Headwinds from Australia’s slowing economy and intense competition in the domestic airline market have resulted in an uncertain near-term outlook for Qantas Airways Ltd and Virgin Australia, which report their full-year results this week.
Yields are under pressure for both airlines as investment in the once-booming resources sector slows and the government forecasts limp economic growth into 2014.
“Virgin has been trying to take market share in that domestic space, so Qantas has sort of retaliated and tried to hold their ground,” said Nathan Zaia, an analyst at Morningstar in Sydney, adding capacity is currently well above demand.
Both airlines had also done well out of “fly-in fly-out” contracts from mining companies, and from scheduled services to regional destinations and smaller towns within Australia. That is slowing down in tandem with the mining sector, added Akshay Chopra, an analyst at Karara Capital in Melbourne.
“A lot of those customers have been very profitable because they’ve been paying big prices on tickets to fly these regional and sub-regional areas. As some of those slow, that’s clearly going to have an impact,” Chopra said.
That is the case at Virgin Australia, which counts Singapore Airlines , Etihad, and Air New Zealand among its investors. It is projected to post pre-tax losses of A$38 million and after-tax losses of A$31.4 million for the year to 30 June on Friday, according to ThomsonReuters data.
It has been discounting fares to win corporate accounts from Qantas. It has also made a push into the regional market by buying a smaller regional airline, Skywest, and buying a 60 percent stake in low-cost carrier Tigerair Australia from Singapore-based Tiger Airways Holdings this year.
Earlier this month the airline issued a profit warning and projected a full year net loss in the range of A$95-110 million.
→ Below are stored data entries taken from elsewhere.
Issue #798, opened 2026-08-22
release-ticket.sh:517 — release_outcome reads an awk that could not RUN as "not registered", writing a false "Deregistered" into the JSON receipt


feigi:
Deferred from PR #788 review (issue #243). Dimension: **silent-failure**. Severity: **important**. Band: **survived** — both refuters tried and failed to refute it.

Out of #243's scope, which is the four `$(... awk ...)` assignments over `git worktree list --porcelain` at `:228`–`:250`. This is a fifth awk site with a worse failure mode: it does not abort, it asserts a wrong state.

## The finding

`skills/fleet/scripts/release-ticket.sh:517`

```sh
       P="$1" awk '/^worktree /{if (substr($0,10)==ENVIRON["P"]) f=1} END{exit !f}'; then
```

The awk runs as an `elif` **condition**, so `set -e` is exempt and a non-zero status means only "false". But awk encodes its answer in that same status (`END{exit !f}`), so "awk could not run" (rc >= 2) and "the path is not registered" (rc 1) are indistinguishable. Control falls to `elif occupied "$1"; then echo Deregistered`.

The result is a factually false post-state in the JSON receipt — "Deregistered — the registration is cleared" — while `git worktree list --porcelain` still contains the registration.

## Measured

Fixture: an ordinary claim, with `GH_DIRTY` dirtying the worktree during the `gh` round trip so `git worktree remove` refuses at rc 128 with **registration and directory both kept**. awk shimmed on PATH to exit 2 only for the program containing `) f=1}`, a string unique to this site (it does not match `:428`'s `/^locked/{f=1}`).

| | blockers[] | artefacts |
|---|---|---|
| baseline | `...is Unreleased — registration and directory both still present` | `{dir:true,worktree:true,branch:true}` |
| shimmed | `...is Deregistered — the registration is cleared, the directory is still on disk` | `{dir:true,worktree:true,branch:true}` |

Exit 2 in both arms. In the shimmed arm the stderr headline also flips to `#9 PARTIALLY RELEASED`, where the shipped baseline test ("a refused worktree removal leaves the label on the issue") asserts `#9 HALTED mid-release — nothing landed`.

So both the receipt's state claim and the headline become false on an awk that merely could not run.

## Why this is a regression of an existing fix

[...]

PR #1068, opened 2026-08-30
fix(release-ticket): capture awk's status in both worktree-state predicates (#454)

### LINKED ISSUE #454: release-ticket.sh:396 — unresolved_head in elif position cannot tell a dead helper from an honest false

feigi:
`locked` and `unresolved_head` answer THROUGH awk's exit status, so an awk that
could not run lands above the range the answer occupies and, in the condition
position every caller uses, is read as the FALSE answer — the permissive one, in
guards whose whole job is to refuse to answer permissively.

Triage ruled option 3 of the three the ticket recorded: guard BOTH predicates.

Sizing: light

## What changed

Each predicate tests awk's status itself and refuses above the range its
answer occupies. Guarded INSIDE each helper, not at the call sites: every caller
is then covered by construction, and no call site changes shape, so `set -e`
still sees at each of them exactly what it saw before. `|| die` cannot serve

Virgin Australia blamed the loss on a difficult business environment, higher costs including a new ticketing system and new carbon tax, and losses from the Skywest acquisition.
Qantas Fares Better
Qantas, which reports on Thursday, is forecast to report a full year pre-tax profit of A$92.7 million and after-tax profit of A66.4 million on Thursday, according to ThomsonReuters data.
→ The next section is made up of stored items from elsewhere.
Issue #584, opened 2026-08-18
fleet scripts: ledger.mjs absorbs an unknown --flag into the check subject, flipping the duplicate-filing guard from exit 1 to exit 0


feigi:
Deferred from PR #575 review (dimensions: **correctness**, **silent-failure**, **types** — three specialists landed on the same defect independently: `survived-0` correctness/important, `refuted-0` silent-failure/important, `unverified-4` types/suggestion).

`skills/fleet/scripts/ledger.mjs:80`

## The behaviour — real, reproduced by three independent agents

`ledger.mjs` splices `--file`/`--require-file` out of `argv` itself and then takes `const [cmd, ...rest] = argv`. Every *other* `--` token stays positional, and for the `check` subcommand `rest.join(" ")` (`ledger.mjs:205`) folds it straight into the **duplicate-filing subject**. So one mistyped flag flips the duplicate-filing gate from exit 1 to exit 0:

```
$ node ledger.mjs --file l.md filed 123 "widget guard missing"     # seed, exit 0
$ node ledger.mjs --file l.md check "widget guard missing"
  ledger: ALREADY FILED — #123 widget guard missing   ...  "verdict":"already-filed"   exit=1
$ node ledger.mjs --file l.md check --requre-file "widget guard missing"
  {"subject":"--requre-file widget guard missing","found":false,"verdict":"unverified"}  exit=0
```

`~/.claude/skills/fleet/commands/review-and-fix.md:10` instructs the model to run `ledger.mjs check "<subject>"` and gate filing on it, so a misspelt flag silently searches for a *different* subject, an existing duplicate goes unfound, and a second issue is filed. That is the exact fail-open #365 names, in the script #365 names by name.

Partial mitigation, measured, and it does not close the gap: the run still prints `ledger: near-miss 1.00 — #123 widget guard missing` and `review-and-fix.md:10` warns that exit 0 is not automatically "safe to file". A caller reading stdout would likely catch it; a caller gating on `$?` alone — which the same doc invites — files the duplicate.

Scope check, measured: of the non-test fleet scripts, `board`/`ci-state`/`diff-stats`/`pr-overlap` all call `sweep()` after #575; `candidates.mjs` has its own stricter `parseArgs` (deliberately excluded, documented in `arg.mjs`); `compute-board`, `compute-spend`, `fleet-tick`, `strip-comments` read no flags. **`ledger.mjs` is the only flag-reading fleet script left unswept.**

It appears to be faring better by virtue of having the lion’s share of the domestic market, while its subsidiary Jetstar dominates the low-cost segment.
Qantas has also reduced losses in its international business by retiring older aircraft, and by forming a partnership with Emirates on services to Europe.
Qantas chief executive Alan Joyce told Reuters in August that his airline was still winning some mining contracts despite the slowdown. He forecast that there would be some reduction in domestic capacity, helping to increase profitability. Australia, he added, had gone through “these cycles before”.
Zaia agreed, saying: “I am expecting … capacity growth to be slow or just flat. As we get population growth and business confidence and consumer confidence increases, that demand will pick up.”
The falling Australian dollar, which is likely to increase fuel costs, is also a concern. And while the weak dollar could bolster international tourism numbers, Qantas and Virgin Australia face intense competition from the likes of Asian low-cost carriers AirAsia X and SIA subsidiary Scoot.
“They’ve all been attacking the more profitable international segment, and that just means the profit held international business has also been reduced,” said Karara of Capital’s Chopra.